**What to work on**
Which lines make up the answer? Those from the line with "I did it thank" through the end of the data; reproduce them exactly.

>>

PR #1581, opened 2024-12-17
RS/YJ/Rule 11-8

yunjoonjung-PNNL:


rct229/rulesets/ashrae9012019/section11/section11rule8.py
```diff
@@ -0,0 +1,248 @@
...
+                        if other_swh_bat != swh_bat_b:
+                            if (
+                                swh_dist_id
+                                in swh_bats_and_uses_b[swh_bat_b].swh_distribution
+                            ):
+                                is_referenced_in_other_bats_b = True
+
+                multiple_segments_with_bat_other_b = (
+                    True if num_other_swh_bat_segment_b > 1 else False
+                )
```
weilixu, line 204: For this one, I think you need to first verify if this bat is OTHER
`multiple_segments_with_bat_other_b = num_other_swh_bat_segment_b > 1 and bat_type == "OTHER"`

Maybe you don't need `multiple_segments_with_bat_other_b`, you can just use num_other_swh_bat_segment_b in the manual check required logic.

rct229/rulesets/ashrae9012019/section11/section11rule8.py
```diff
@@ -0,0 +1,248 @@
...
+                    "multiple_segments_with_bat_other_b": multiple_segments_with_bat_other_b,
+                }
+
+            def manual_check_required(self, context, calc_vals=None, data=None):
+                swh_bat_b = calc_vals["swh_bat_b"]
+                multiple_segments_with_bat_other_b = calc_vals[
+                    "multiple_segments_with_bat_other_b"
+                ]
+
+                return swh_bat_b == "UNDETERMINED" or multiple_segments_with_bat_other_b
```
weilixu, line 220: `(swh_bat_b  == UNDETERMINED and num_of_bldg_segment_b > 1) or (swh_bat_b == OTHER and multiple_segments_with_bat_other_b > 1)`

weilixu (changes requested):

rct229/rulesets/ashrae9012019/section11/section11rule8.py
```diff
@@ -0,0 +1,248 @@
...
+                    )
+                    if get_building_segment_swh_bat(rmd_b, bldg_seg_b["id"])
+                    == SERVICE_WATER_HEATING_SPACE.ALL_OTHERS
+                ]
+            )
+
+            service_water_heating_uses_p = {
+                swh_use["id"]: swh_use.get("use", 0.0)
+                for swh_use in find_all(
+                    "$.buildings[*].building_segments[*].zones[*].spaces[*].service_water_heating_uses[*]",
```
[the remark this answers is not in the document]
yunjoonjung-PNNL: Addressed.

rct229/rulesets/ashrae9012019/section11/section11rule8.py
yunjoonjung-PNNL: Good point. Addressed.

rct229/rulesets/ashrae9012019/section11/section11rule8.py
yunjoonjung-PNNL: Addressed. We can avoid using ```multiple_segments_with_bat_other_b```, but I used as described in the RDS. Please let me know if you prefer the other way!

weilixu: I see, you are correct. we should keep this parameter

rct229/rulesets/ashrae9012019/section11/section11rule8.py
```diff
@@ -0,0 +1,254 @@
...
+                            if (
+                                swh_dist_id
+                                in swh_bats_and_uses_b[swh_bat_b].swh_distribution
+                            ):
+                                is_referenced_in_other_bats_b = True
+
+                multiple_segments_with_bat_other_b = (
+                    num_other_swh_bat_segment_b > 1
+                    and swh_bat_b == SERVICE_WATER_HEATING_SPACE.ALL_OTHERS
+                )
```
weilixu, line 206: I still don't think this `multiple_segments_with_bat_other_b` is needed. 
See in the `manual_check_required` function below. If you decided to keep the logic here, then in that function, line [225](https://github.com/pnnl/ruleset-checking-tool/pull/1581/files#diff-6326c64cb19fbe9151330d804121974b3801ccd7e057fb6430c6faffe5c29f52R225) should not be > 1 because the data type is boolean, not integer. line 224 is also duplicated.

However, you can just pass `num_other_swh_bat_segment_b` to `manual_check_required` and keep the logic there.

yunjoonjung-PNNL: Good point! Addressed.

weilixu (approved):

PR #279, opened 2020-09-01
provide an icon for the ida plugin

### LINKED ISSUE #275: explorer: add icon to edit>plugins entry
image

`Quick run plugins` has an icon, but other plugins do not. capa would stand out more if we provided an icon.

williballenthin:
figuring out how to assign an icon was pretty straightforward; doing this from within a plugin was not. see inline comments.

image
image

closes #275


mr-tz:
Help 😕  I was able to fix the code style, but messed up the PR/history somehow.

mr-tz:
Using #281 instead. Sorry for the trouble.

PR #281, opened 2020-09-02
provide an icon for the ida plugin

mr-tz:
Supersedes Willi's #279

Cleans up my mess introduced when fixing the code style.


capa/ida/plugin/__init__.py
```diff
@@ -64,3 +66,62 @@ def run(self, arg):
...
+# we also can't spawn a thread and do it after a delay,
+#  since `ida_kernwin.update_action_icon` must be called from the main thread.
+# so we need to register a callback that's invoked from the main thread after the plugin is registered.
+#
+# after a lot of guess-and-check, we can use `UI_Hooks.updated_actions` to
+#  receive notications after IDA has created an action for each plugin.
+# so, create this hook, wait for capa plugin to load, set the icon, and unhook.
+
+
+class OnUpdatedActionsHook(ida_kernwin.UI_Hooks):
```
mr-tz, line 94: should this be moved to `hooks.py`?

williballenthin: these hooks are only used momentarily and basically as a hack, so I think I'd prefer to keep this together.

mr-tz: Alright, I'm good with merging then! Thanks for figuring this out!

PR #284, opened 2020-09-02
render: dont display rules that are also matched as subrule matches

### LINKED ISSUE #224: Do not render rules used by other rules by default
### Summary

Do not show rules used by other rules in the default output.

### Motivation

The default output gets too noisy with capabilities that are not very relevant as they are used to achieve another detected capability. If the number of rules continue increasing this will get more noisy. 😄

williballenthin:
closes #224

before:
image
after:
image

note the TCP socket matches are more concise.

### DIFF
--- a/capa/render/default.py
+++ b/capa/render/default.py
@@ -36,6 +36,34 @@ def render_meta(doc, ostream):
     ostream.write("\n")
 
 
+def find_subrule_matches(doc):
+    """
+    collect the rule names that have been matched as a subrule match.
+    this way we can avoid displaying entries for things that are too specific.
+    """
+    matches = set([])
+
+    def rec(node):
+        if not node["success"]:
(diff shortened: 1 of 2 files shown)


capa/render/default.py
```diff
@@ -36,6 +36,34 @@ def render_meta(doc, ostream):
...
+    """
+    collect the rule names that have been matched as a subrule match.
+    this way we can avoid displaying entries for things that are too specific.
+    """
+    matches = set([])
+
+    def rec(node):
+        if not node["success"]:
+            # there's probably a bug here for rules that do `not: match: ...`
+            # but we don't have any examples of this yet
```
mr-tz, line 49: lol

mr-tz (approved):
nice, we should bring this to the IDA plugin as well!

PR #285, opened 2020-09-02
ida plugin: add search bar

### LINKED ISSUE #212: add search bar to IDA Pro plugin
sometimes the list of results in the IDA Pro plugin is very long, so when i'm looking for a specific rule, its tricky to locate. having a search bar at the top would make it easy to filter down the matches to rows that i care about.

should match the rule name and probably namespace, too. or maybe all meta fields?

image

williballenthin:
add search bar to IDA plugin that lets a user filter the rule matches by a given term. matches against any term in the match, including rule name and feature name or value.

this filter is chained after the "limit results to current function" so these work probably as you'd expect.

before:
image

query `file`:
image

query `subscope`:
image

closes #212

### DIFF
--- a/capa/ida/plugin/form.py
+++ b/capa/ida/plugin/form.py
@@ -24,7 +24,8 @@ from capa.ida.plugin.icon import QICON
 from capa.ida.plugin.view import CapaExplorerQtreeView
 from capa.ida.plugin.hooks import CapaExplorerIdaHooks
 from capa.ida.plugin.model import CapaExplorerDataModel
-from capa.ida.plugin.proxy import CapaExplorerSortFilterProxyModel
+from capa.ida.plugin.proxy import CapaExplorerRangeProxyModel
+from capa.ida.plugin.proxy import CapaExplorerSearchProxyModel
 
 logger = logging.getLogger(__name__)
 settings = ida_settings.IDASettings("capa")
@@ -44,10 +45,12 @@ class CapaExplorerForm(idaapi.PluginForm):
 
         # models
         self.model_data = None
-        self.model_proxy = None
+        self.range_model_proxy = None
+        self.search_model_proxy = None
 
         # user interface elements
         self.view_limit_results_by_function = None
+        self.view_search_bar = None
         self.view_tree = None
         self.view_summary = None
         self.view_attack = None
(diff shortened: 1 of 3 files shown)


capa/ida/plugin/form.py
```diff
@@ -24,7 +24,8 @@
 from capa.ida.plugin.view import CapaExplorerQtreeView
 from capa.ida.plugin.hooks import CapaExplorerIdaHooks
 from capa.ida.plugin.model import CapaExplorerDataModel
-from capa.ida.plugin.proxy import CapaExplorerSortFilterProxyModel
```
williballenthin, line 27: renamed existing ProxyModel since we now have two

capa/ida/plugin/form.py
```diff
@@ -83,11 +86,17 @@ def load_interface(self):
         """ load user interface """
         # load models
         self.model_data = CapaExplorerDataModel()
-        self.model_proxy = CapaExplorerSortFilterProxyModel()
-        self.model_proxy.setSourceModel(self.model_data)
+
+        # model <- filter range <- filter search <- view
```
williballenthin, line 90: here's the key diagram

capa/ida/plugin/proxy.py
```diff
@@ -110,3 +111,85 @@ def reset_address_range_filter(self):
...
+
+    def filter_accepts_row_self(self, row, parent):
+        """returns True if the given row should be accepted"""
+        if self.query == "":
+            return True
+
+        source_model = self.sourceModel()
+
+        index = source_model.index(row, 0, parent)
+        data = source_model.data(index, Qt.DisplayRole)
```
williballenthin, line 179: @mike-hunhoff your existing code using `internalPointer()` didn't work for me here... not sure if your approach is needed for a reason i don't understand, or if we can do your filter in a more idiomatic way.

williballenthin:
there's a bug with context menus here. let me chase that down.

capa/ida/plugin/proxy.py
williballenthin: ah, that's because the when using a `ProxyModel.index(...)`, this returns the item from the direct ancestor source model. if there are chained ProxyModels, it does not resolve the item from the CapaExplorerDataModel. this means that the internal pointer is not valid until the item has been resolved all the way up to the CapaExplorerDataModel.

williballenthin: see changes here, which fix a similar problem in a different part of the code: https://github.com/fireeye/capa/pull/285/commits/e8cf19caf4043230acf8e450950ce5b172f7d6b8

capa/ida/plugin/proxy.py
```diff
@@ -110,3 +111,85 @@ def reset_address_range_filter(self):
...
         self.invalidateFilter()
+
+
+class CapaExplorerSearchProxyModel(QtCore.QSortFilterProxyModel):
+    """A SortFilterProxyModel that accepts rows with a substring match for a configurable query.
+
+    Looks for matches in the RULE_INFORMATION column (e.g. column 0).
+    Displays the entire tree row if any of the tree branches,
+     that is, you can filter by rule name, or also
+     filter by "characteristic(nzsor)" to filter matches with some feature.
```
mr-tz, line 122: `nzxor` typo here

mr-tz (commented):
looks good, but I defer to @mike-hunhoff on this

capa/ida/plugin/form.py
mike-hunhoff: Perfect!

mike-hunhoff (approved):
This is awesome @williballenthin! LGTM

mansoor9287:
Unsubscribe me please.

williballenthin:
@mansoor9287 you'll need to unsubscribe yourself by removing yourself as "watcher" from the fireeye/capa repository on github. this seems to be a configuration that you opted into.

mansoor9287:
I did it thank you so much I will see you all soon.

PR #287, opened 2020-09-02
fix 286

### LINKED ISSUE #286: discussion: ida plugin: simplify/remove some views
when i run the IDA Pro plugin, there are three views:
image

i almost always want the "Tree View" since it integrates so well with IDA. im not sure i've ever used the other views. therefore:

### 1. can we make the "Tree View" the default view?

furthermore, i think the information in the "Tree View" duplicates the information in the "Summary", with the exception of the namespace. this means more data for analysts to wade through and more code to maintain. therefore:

<<

**Problem solution**
I did it thank you so much I will see you all soon.

PR #287, opened 2020-09-02
fix 286

### LINKED ISSUE #286: discussion: ida plugin: simplify/remove some views
when i run the IDA Pro plugin, there are three views:
image

i almost always want the "Tree View" since it integrates so well with IDA. im not sure i've ever used the other views. therefore:

### 1. can we make the "Tree View" the default view?

furthermore, i think the information in the "Tree View" duplicates the information in the "Summary", with the exception of the namespace. this means more data for analysts to wade through and more code to maintain. therefore:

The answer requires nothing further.